Parkinsons, Schitzophrenia and Epilepsy Flashcards
Cause of Parkinson’s disease
Degeneration of dopaminergic neurones in the substantia nigra. Formation of Lewy bodies due to deposition of parkin and alpha-synuclein
Describe the pathophysiology of Parkinsons disease
Degeneration of neurones in the substantia nigra results in a loss of dopamine in the nigrostriatal tract of the basal ganglia.
DA transmission influences the output of the striatum and therefore thalamic input to the cortex. The striatum projects to the globus pallidus by direct and indirect pathways.
The Direct pathway projects directly to the GPi and inhibits it. GPi normally inhibits the thalamus so the striatum causes increased activity of the thalamus by blocking GPi. DA released from the substantia nigra to D1R excite this pathway.

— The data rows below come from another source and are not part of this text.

PR #7050, opened 2024-03-27
Add trace mode and trace config entries in trace settings API

indrajit96:
PR for
https://jirasw.nvidia.com/browse/DLIS-4960

/trace/setting API updated to return
1. trace_mode
2. trace_config

Old output:
{"trace_level":["TIMESTAMPS"],"trace_rate":"1","trace_count":"-1","log_frequency":"0","trace_file":""}

New Output:
{"trace_level":["TIMESTAMPS"],"trace_rate":"1","trace_count":"-1","log_frequency":"0","trace_file":"","trace_mode":"OPENTELEMETRY","url":"localhost:4318/v1/traces","bsp_max_queue_size":"1","bsp_max_export_batch_size":"512","bsp_schedule_delay":"5000"}

Tested for both modes TRITON and OPENTELEMETRY.

### DIFF
--- a/qa/L0_trace/test.sh
+++ b/qa/L0_trace/test.sh
@@ -188,6 +188,9 @@ fi
 if [ `grep -c "\"trace_file\":\"trace_off_to_min.log\"" ./curl.out` != "1" ]; then
     RET=1
 fi
+if [ `grep -c "\"trace_mode\":\"TRITON\"" ./curl.out` != "1" ]; then
+    RET=1
+fi
 
 send_inference_requests "client_min.log" 10
 
@@ -244,6 +247,9 @@ fi
 if [ `grep -c "\"trace_file\":\"global_trace.log\"" ./curl.out` != "1" ]; then
     RET=1
 fi
+if [ `grep -c "\"trace_mode\":\"TRITON\"" ./curl.out` != "1" ]; then
+    RET=1
+fi
 
 # Use a different name
 update_trace_setting "simple" '{"trace_file":"simple_trace.log","log_frequency":"2"}'
@@ -263,6 +269,9 @@ if [ `grep -c "\"log_frequency\":\"2\"" ./curl.out` != "1" ]; then
     RET=1
 fi
 if [ `grep -c "\"trace_file\":\"simple_trace.log\"" ./curl.out` != "1" ]; then
+    RET=1
+fi
+if [ `grep -c "\"trace_mode\":\"TRITON\"" ./curl.out` != "1" ]; then
     RET=1
 fi
 
@@ -345,6 +354,9 @@ fi
 if [ `grep -c "\"trace_file\":\"update_trace.log\"" ./curl.out` != "1" ]; then
     RET=1
 fi
+if [ `grep -c "\"trace_mode\":\"TRITON\"" ./curl.out` != "1" ]; then
+    RET=1
+fi
 
 # Send requests to simple where trace is explicitly disabled
 send_inference_requests "client_update.log" 10
@@ -370,6 +382,9 @@ if [ `grep -c "\"log_frequency\":\"0\"" ./curl.out` != "1" ]; then
     RET=1
 fi
 if [ `grep -c "\"trace_file\":\"global_trace.log\"" ./curl.out` != "1" ]; then
+    RET=1
+fi
+if [ `grep -c "\"trace_mode\":\"TRITON\"" ./curl.out` != "1" ]; then
     RET=1
 fi
 
@@ -440,6 +455,9 @@ fi
 if [ `grep -c "\"trace_file\":\"global_count.log\"" ./curl.out` != "1" ]; then
     RET=1
 fi
+if [ `grep -c "\"trace_mode\":\"TRITON\"" ./curl.out` != "1" ]; then
+    RET=1
+fi
 
 # Set trace count
 update_global_trace_setting '{"trace_count":"5"}'
@@ -459,6 +477,9 @@ if [ `grep -c "\"log_frequency\":\"0\"" ./curl.out` != "1" ]; then
     RET=1
 fi
 if [ `grep -c "\"trace_file\":\"global_count.log\"" ./curl.out` != "1" ]; then
+    RET=1
+fi
+if [ `grep -c "\"trace_mode\":\"TRITON\"" ./curl.out` != "1" ]; then
     RET=1
 fi
 
@@ -482,6 +503,9 @@ if [ `grep -c "\"log_frequency\":\"0\"" ./curl.out` != "1" ]; then
     RET=1
 fi
 if [ `grep -c "\"trace_file\":\"global_count.log\"" ./curl.out` != "1" ]; then
+    RET=1
+fi
+if [ `grep -c "\"trace_mode\":\"TRITON\"" ./curl.out` != "1" ]; then
     RET=1
 fi
 
@@ -598,6 +622,9 @@ if [ `grep -c "\"log_frequency\":\"0\"" ./curl.out` != "1" ]; then
     RET=1
 fi
 if [ `grep -c "\"trace_file\":\"bls_trace.log\"" ./curl.out` != "1" ]; then
+    RET=1
+fi
+if [ `grep -c "\"trace_mode\":\"TRITON\"" ./curl.out` != "1" ]; then
     RET=1
 fi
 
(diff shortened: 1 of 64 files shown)


rmccorm4:
Please update PR title to be more descriptive for the changes :pray:

indrajit96:
> Please update PR title to be more descriptive for the changes 🙏
Fixed thanks :)
github automatically took my branch name as PR title

src/grpc/grpc_server.cc
```diff
@@ -1414,7 +1417,31 @@ CommonHandler::RegisterTrace()
...
         std::to_string(log_frequency));
     (*response->mutable_settings())["trace_file"].add_value(filepath);
-
+    (*response->mutable_settings())["trace_mode"].add_value(
+        trace_manager_->InferenceTraceModeString(trace_mode));
+    {
+      auto mode_key = std::to_string(trace_mode);
+      auto trace_options_it = config_map.find(mode_key);
+      if (trace_options_it != config_map.end()) {
+        for (const auto& element : trace_options_it->second) {
```
rmccorm4, line 1426: You can use probably "structured bindings" here with something like
```cpp
for (const auto& [key, value] : trace_options_it->second_) {
  ...
}
```

src/grpc/grpc_server.cc
```diff
@@ -1414,7 +1417,31 @@ CommonHandler::RegisterTrace()
...
+            continue;
+          }
+          std::string valueAsString;
+          if (std::holds_alternative<std::string>(element.second)) {
+            valueAsString = std::get<std::string>(element.second);
+          } else if (std::holds_alternative<int>(element.second)) {
+            valueAsString = std::to_string(std::get<int>(element.second));
+          } else if (std::holds_alternative<uint32_t>(element.second)) {
+            valueAsString = std::to_string(std::get<uint32_t>(element.second));
+          }
```
rmccorm4, line 1437: Can these `if`/`else` statements be condensed to a single `std::to_string(element.second)` for all cases? or do we need the intermediate `std::get` conversions for each case?
```cpp
          const auto valueAsString = std::to_string(element.second);
          (*response->mutable_settings())[element.first].add_value(
              valueAsString);
```

src/grpc/grpc_server.cc
```diff
@@ -1414,7 +1417,31 @@ CommonHandler::RegisterTrace()
...
+          (*response->mutable_settings())[element.first].add_value(
+              valueAsString);
+        }
+      } else {
+        LOG_VERBOSE(1) << "Trace Config Empty";
+      }
```
rmccorm4, line 1443: This log can probably be removed unless you think it adds significant value

src/http_server.cc
```diff
@@ -1996,7 +2000,31 @@ HTTPAPIServer::HandleTrace(evhtp_request_t* req, const std::string& model_name)
...
+        continue;
+      }
+      std::string valueAsString;
+      if (std::holds_alternative<std::string>(element.second)) {
+        valueAsString = std::get<std::string>(element.second);
+      } else if (std::holds_alternative<int>(element.second)) {
+        valueAsString = std::to_string(std::get<int>(element.second));
+      } else if (std::holds_alternative<uint32_t>(element.second)) {
+        valueAsString = std::to_string(std::get<uint32_t>(element.second));
+      }
```
rmccorm4, line 2021: Can this logic be shared as a single helper used by both http/grpc frontends?

src/grpc/grpc_server.cc
rmccorm4: Thanks for looking into this, agreed on readabiity, I'm good with how it currently is.

src/http_server.cc
```diff
@@ -1996,7 +2000,29 @@ HTTPAPIServer::HandleTrace(evhtp_request_t* req, const std::string& model_name)
       trace_response.AddString("log_frequency", std::to_string(log_frequency)));
   RETURN_AND_RESPOND_IF_ERR(
       req, trace_response.AddString("trace_file", filepath));
-
+  RETURN_AND_RESPOND_IF_ERR(
+      req,
+      trace_response.AddString(
+          "trace_mode", trace_manager_->InferenceTraceModeString(trace_mode)));
+  auto mode_key = std::to_string(trace_mode);
+  auto trace_options_it = config_map.find(mode_key);
```
rmccorm4, line 2008: Food for thought in the future with Olga, but I found this code misleading to read.

Upon reading it, I naively thought `std::to_tsring(trace_mode)` would be something like `"TRITON"` or `"OPENTELEMETRY"`, but it's actually "0" or "1" based on order in the enum. `InferenceTraceModeString` is the one that actually converts to a string. TLDR; I found it confusing that the keys in this map are "0" and "1" rather than the actual string versions of the modes.

No action here, just mentioning something I found misleading to think about down the line.

rmccorm4 (dismissed):
Nice changes! :rocket:

src/grpc/grpc_server.cc
```diff
@@ -1391,7 +1393,8 @@ CommonHandler::RegisterTrace()
     // Get current trace setting, this is needed even if the setting
     // has been updated above as some values may not be provided in the request.
     trace_manager_->GetTraceSetting(
-        request.model_name(), &level, &rate, &count, &log_frequency, &filepath);
+        request.model_name(), &level, &rate, &count, &log_frequency, &filepath,
+        &trace_mode, &config_map);
```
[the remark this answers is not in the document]
indrajit96: Yes I will take this up in the Update PR for
https://jirasw.nvidia.com/browse/DLIS-4795

rmccorm4:
Random note @indrajit96 but I also see the message in [this block](https://github.com/triton-inference-server/server/blob/2eee9ed18e10ba9c3a925123667b2ecf93d9bfa0/src/command_line_parser.cc#L2217-L2218) (not from your changes) is wrong. The warning should mention deprecrated `--trace-log-frequency` and not `--trace-file`. 

Feel free to add to this PR, or submit a separate small message-fix PR

src/tracer.h
```diff
@@ -64,6 +64,7 @@ namespace triton { namespace server {
 
 using TraceConfig = std::vector<
     std::pair<std::string, std::variant<std::string, int, uint32_t>>>;
+// Key is trace mode,
```
oandreeva-nv, line 67: Not only trace mode, IIRC, for global settings the key is an empty string

src/http_server.cc
```diff
@@ -4570,6 +4596,7 @@ HTTPAPIServer::Handle(evhtp_request_t* req)
     } else if (kind == "") {
       // model metadata
       HandleModelMetadata(req, model_name, version);
+
```
oandreeva-nv, line 4599: Do we need this line?

oandreeva-nv:
As a follow-up, I think it is nice to send to the user only relevant settings, i.e. if mode is `opentelemetry`, then `trace file` and `log frequency` are irrelevant.

Next suggestion, can we lowercase mode in the response, please? When users set up mode, it is in lower case, so it would be nice to send it back in lower case as well

indrajit96:
> As a follow-up, I think it is nice to send to the user only relevant settings, i.e. if mode is `opentelemetry`, then `trace file` and `log frequency` are irrelevant.
> 
> Next suggestion, can we lowercase mode in the response, please? When users set up mode, it is in lower case, so it would be nice to send it back in lower case as well

Resolved

src/command_line_parser.cc
```diff
@@ -2214,7 +2214,7 @@ TritonParser::SetTritonTraceArgs(
         lparams.trace_filepath_ = value;
       } else if (setting == "log-frequency") {
         if (trace_log_frequency_present) {
-          std::cerr << "Warning: Overriding deprecated '--trace-file' "
+          std::cerr << "Warning: Overriding deprecated '--trace-log-frequency' "
                        "in favor of provided file in --trace-config!"
```
rmccorm4, line 2218:
```suggestion
                       "in favor of provided log-frequency in --trace-config!"
```

src/http_server.cc
```diff
@@ -1991,12 +1995,40 @@ HTTPAPIServer::HandleTrace(evhtp_request_t* req, const std::string& model_name)
...
       req, trace_response.AddString("trace_count", std::to_string(count)));
+  if (trace_mode == TRACE_MODE_TRITON) {
+    RETURN_AND_RESPOND_IF_ERR(
+        req, trace_response.AddString(
+                 "log_frequency", std::to_string(log_frequency)));
+    RETURN_AND_RESPOND_IF_ERR(
+        req, trace_response.AddString("trace_file", filepath));
+  }
+  std::string trace_mode_lower =
+      trace_manager_->InferenceTraceModeString(trace_mode);
```
rmccorm4, line 2006: @oandreeva-nv @indrajit96 can we just change `InferenceTraceModeString` to return the lowercase variants instead of transforming it?

qa/L0_trace/test.sh
```diff
@@ -188,6 +188,9 @@ fi
 if [ `grep -c "\"trace_file\":\"trace_off_to_min.log\"" ./curl.out` != "1" ]; then
     RET=1
 fi
+if [ `grep -c "\"trace_mode\":\"TRITON\"" ./curl.out` != "1" ]; then
```
rmccorm4, line 191: note these tests will be expecting "triton" instead "opentelemetry" after your lowercase changes

qa/L0_trace/test.sh
```diff
@@ -806,6 +833,18 @@ fi
...
+fi
+if [ `grep -c "\"bsp_max_export_batch_size\":\"512\"" ./curl.out` != "1" ]; then
+    RET=1
+fi
+if [ `grep -c "\"bsp_schedule_delay\":\"5000\"" ./curl.out` != "1" ]; then
+    RET=1
+fi
+if [ `grep -c "\"bsp_max_queue_size\":\"2048\"" ./curl.out` != "1" ]; then
+    RET=1
+fi
```
oandreeva-nv, line 847: We might also check that settings do not contain `trace file` and `log frequency`. Same for trace mode triton : no OpenTelemetry - related settings

oandreeva-nv (approved):

PR #577, opened 2021-10-29
Completed Trees-3: Please check

adhish70:


brunda4 (commented):
Please provide the correct SC for path sum 2.

brunda4:
Please provide the correct SC for path sum 2.

PR #1472, opened 2025-07-14
Trees-3

thakuryash060:


super30admin:
Strengths:
- Both solutions are correct and handle edge cases properly.
- The use of DFS for pathSum and BFS for isSymmetric is appropriate and efficient.
- Code is clean, readable, and follows good practices.

Areas for Improvement:
- In Problem1.java, consider moving the leaf condition check right after updating `currSum` and `path` to make the logic more intuitive. Currently, it checks after the left DFS call, which might confuse readers.
- Add comments to explain the logic, especially for the BFS approach in Problem2.java, to enhance readability for others.

super30admin:
Strengths:
- Good use of recursion in Problem1 and BFS in Problem2
- Clean code structure and proper naming conventions
- Correct implementation of tree symmetry check in Problem2

Areas for Improvement:
- In Problem1, the order of operations is incorrect. The check for leaf node and target sum match should be done immediately after updating the current sum and path, before making recursive calls to left and right children.
- Consider adding comments to explain the logic, especially for Problem2 where the queue operations might not be immediately obvious to readers.
- The path removal operation in Problem1 is correctly placed, but the overall logic needs adjustment to ensure all paths are captured.

Suggested correction for Problem1:
```java
private void dfs(TreeNode root, int currSum, int targetSum, List<Integer> path) {
    if (root == null) return;
    
    path.add(root.val);
    currSum += root.val;
    
    if (root.left == null && root.right == null && currSum == targetSum) {
        result.add(new ArrayList<>(path));
    }
    
    dfs(root.left, currSum, targetSum, path);
    dfs(root.right, currSum, targetSum, path);
    path.remove(path.size() - 1);
}
```

PR #1476, opened 2025-07-20
Trees-3 Done

JPolishetty:


super30admin:
Strengths:
- Both solutions are correct and efficiently implemented.
- The use of backtracking in Problem1 is a good optimization.
- The helper methods in both problems improve modularity and readability.

Areas for Improvement:
- In Problem1, the comment "as list is mutable, add copy of list" could be expanded to explain why this is necessary for correctness.
- In Problem2, while the solution is correct, it might be worth mentioning that an iterative approach (using a queue) could also be used for symmetry checking, which might be more space-efficient for very large trees.

PR #3, opened 2022-06-09
Fix docs

MatteoGheza:
I was reading the documentation, when I found some bugs, so I tried to fix them.


micheleriva:
Thank you!

PR #4, opened 2022-06-17
chore(lyra): small refactor of variable check

thomscoder:
I was reading through the code, I really loved this one, and it got me wondering if it is something I'm not getting or if we could just skip a condition and run the check against the returned Map size.

I take this opportunity to tell that I think the ./package.json -> benchmark script contains an outdated path to benchmarks after the build pipeline.


micheleriva:
Thank you @thomscoder!
Originally, Lyra was using objects instead of maps, and during the first refactor I forgot to remove those checks.

I'm going to merge this, thanks again

thomscoder:
Thanks for the explanation :) Best of luck for your next talks!

Issue #1, opened 2022-06-07
Add exact match


micheleriva:
**Is your feature request related to a problem? Please describe.**
Right now, Lyra only implements prefix search.

**Describe the solution you'd like**
Lyra needs to implement an exact search. I.E.:

```js
await lyra.search({
  term: "now",
  limit: 10,
  offset: 0,
  exact: true
});
```

Lyra should match:

```js
{
  txt: "now is time"
}
```

but not:

```js
{
  txt: "nowadays"
}
```

PR #8, opened 2022-07-12
Exact match

mateonunez:
This PR implements the #1 using a parameter that determinates if the search actions requires an exact match or not.

The `find` method of Trie nodes now accept an object as a single parameter. The type has been added: `FindParams`.

The solution found is to insert a check in the recursive function `findAllWords`, if the search actions requires an **exact** match and the _word_ given by the last node doesn't match with the _prefix_, returns the initial output.

I wrote the tests for this, I'm considering add more tests if necessary.

### DIFF
--- a/packages/lyra/src/lyra.ts
+++ b/packages/lyra/src/lyra.ts
@@ -25,6 +25,7 @@ export type SearchParams = {
   properties?: "*" | string[];
   limit?: number;
   offset?: number;
+  exact?: boolean | undefined;
 };
 
 type LyraIndex = Map<string, Trie>;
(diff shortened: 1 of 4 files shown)


packages/lyra/src/lyra.ts
```diff
@@ -25,6 +25,7 @@ export type SearchParams = {
   properties?: "*" | string[];
   limit?: number;
   offset?: number;
+  exact?: boolean | undefined;
```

In indirect pathway projects to the GPe which reduces inhibition of the subthalamic nucleus. The STN excites the GPi and causes inhibition of thalamic activity. Dopamine binds to D2R in the striatum to inhibit this pathway.
In Parkinsons, lack of DA means there is less excitation of the direct pathway, and less inhibiton of the indirect pathway. Activity of the GPi is increased and the thalamus is inhibited. This leads to akinesa and other Parkinsonian symptoms.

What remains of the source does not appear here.